Growing fruits is an activity that continues throughout the year. There has to be the creation of an orchard as a prelude to fruit production, which in itself can take years. There has been the inclusion of techniques like growth regulators, control of pests and diseases, usage of dwarfing rootstocks, biotechnology, perennial storage, and protected cultivation. Fruit growing has come a long way.
The origin of fruit growing during the Neolithic and Bronze Age periods happened only because of species selection, as seen in Egypt with the indigenous date palm. The same thing applies to pomegranate, fig, grape, olive, and the sycamore-fig in the Mesopotamian region.
Another thing that made fruit growing possible is vegetative propagation. Even though many fruit species can be sourced from the seed (except for seedless clones), it is inefficient. An overwhelming proportion of fruit species are involved in cross-pollination so they end up becoming heterozygous.
This way, open-pollinated seedlings will have a heterogeneous mix of different kinds of fruits, much of which will not be of the same quality as the chosen clone. As a result, most fruit cultivation depends on vegetative propagation of particular phenotypes (the best clones) followed by improvement via the elite clones’ recombination.

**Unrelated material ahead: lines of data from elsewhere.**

PR #1867, opened 2021-06-01
Various Fixes to gfx, reflection and emit.

csyonghe:
- Fix GLSL emit to properly output `*bitsTo*` functions for `IRBitCast` insts.

- Add line directive mode setting in `TargetDesc`, moves line directive mode from `ICompileRequest` to `TargetRequest`, add `spSetTargetLineDirectiveMode` and deprecates `spSetLineDirectiveMode`.

- Add `structureSize` field to `TargetDesc` and `SessionDesc` for future binary compatibility.

- Extend `TypeLayout::getElementStride` to handle `VectorType` case.

- Fix `IDevice::readBufferResource` 's D3D12  implementation to copy only the requested bytes out.

- Fix `render-test` to use the `ISession` from `gfx` instead of creating its own `ISession` to make sure `gfx` and `render-test` agree on WitnessTable and RTTI IDs.

- Extend `render-test` to support filling vector and matrix values in the new `set x = ...` TEST_INPUT syntax.

- Add a `dynamic-dispatch-15` test case to make sure packing / unpacking works correctly across all targets, and to make sure render-test's RTTI/WitnessTable ID filling logic is correct for non-trivial cases.

### DIFF
--- a/slang.h
+++ b/slang.h
@@ -3857,6 +3857,9 @@ namespace slang
         PreprocessorMacroDesc const*    preprocessorMacros = nullptr;
         SlangInt                        preprocessorMacroCount = 0;
 
+            /** The line directive mode for output source code.
+            */
+        SlangLineDirectiveMode lineDirectiveMode = SLANG_LINE_DIRECTIVE_MODE_DEFAULT;
     };
 
     enum class ContainerType
--- a/slang.h
+++ b/slang.h
@@ -1317,9 +1317,16 @@ extern "C"
         SlangCompileRequest*    request,
         const char* prefix);
 
-    /*! @see slang::ICompileRequest::setLineDirectiveMode */
+    /*! DEPRECATED: use `spSetTargetLineDirectiveMode` instead.
+        @see slang::ICompileRequest::setLineDirectiveMode */
     SLANG_API void spSetLineDirectiveMode(
         SlangCompileRequest*    request,
+        SlangLineDirectiveMode  mode);
+        
+    /*! @see slang::ICompileRequest::setTargetLineDirectiveMode */
+    SLANG_API void spSetTargetLineDirectiveMode(
+        SlangCompileRequest*    request,
+        int targetIndex,
         SlangLineDirectiveMode  mode);
 
     /*! @see slang::ICompileRequest::setCodeGenTarget */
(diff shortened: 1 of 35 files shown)


slang.h
```diff
@@ -3857,6 +3857,9 @@ namespace slang
         PreprocessorMacroDesc const*    preprocessorMacros = nullptr;
         SlangInt                        preprocessorMacroCount = 0;
 
+            /** The line directive mode for output source code.
+            */
+        SlangLineDirectiveMode lineDirectiveMode = SLANG_LINE_DIRECTIVE_MODE_DEFAULT;
```
tfoleyNV, line 3862: This realistically belongs in `TargetDesc`.

Also note that adding fields to these `Desc` types creates a binary backwards-compatibility issue, and it isn't actually something we've done before. In principle, this change would mean we can't drop a new `slang.dll` into an application compiled against an older version of `slang.h`.

I'm tentatively okay with letting this slip through for now just to see what happens, but we really need to put a true binary-compatibility plan into place for this stuff.

source/slang/slang-compiler.h
```diff
@@ -1408,6 +1410,8 @@ namespace Slang
         /// Set if fileSystemExt is a cache file system
         RefPtr<CacheFileSystem> m_cacheFileSystem;
 
+        LineDirectiveMode m_lineDirectiveMode = LineDirectiveMode::Default;
```
tfoleyNV, line 1413: Okay, I'm clearly missing something here. Why does the linkage/session need a line-directive mode stored on it? It really belongs on the targets, AFAICT. Or does the existing logic not correctly associate line-directive modes with specific targets?

source/slang/slang-emit-glsl.cpp
```diff
@@ -1404,21 +1404,48 @@ bool GLSLSourceEmitter::tryEmitInstExprImpl(IRInst* inst, const EmitOpInfo& inOu
         case kIROp_BitCast:
         {
             auto toType = extractBaseType(inst->getDataType());
+            auto fromType = extractBaseType(inst->getOperand(0)->getDataType());
```
tfoleyNV, line 1407: Maybe the original form of the logic got lost, but at some point I had intended for this conversion operations to implement the conversion in two steps to keep things simple:

1. Convert `fromType` to the same-size `uint` type, which we can consider the "intermediate" type.
2. Convert the intermediate type to `toType`, with the knowledge that the intermediate is always a `uint` type of matching size

The alternative would seem to be having nested `switch` statements in the long run, which is obviously not ideal.

source/slang/slang.cpp
```diff
@@ -3842,6 +3854,7 @@ void EndToEndCompileRequest::setLineDirectiveMode(SlangLineDirectiveMode mode)
 {
     // TODO: validation
     getBackEndReq()->lineDirectiveMode = LineDirectiveMode(mode);
+    m_linkage->setLineDirectiveMode(LineDirectiveMode(mode));
```
tfoleyNV, line 3857: Okay, I see. It seems like the existing line-directive mode is coming through from the end-to-end (command line) request, and thus maps most directly to a linkage-wide setting.

It would probably be good to have a later change make this a per-target-req setting instead, because that would seem to be the appropriate granularity for setting it, *especially* since the line directive mode is really part of the implementation of "debug information" for a particular target.

tfoleyNV (approved):

tfoleyNV (approved):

Genetic Modification and Cultural Factors in Fruit Domestication
Fruit crops have a specific set of well-known characteristics, and there are only a few exceptions to this. Sweetness or acidity (taste) is one of these in regards to fruits. People prefer fruits that taste sweet, and it is believed that the sweet taste is a trait linked with the natural selection for seed dispersal done by mammals.
Scientists later gained more understanding as genetics became more advanced. Today, plant genetics have allowed researchers to isolate the desired traits of fruits and do away with the unpleasant characteristics. With techniques like polyploidization and interspecific hybridization, scientists have been able to reproduce fruit crops.
Aggressive research into the breeding patterns of crops driven by an increase in global demand has led to more resilient fruit species. Fruit growing will undoubtedly continue as it is a significant source of nutrition to humans and animal populations. What is certain is that science will keep playing an increasingly more substantial role in this form of agriculture. From the humble domestication of fruits from the Nile Valley to today’s advanced plant labs, the growing of fruits has indeed come a long way.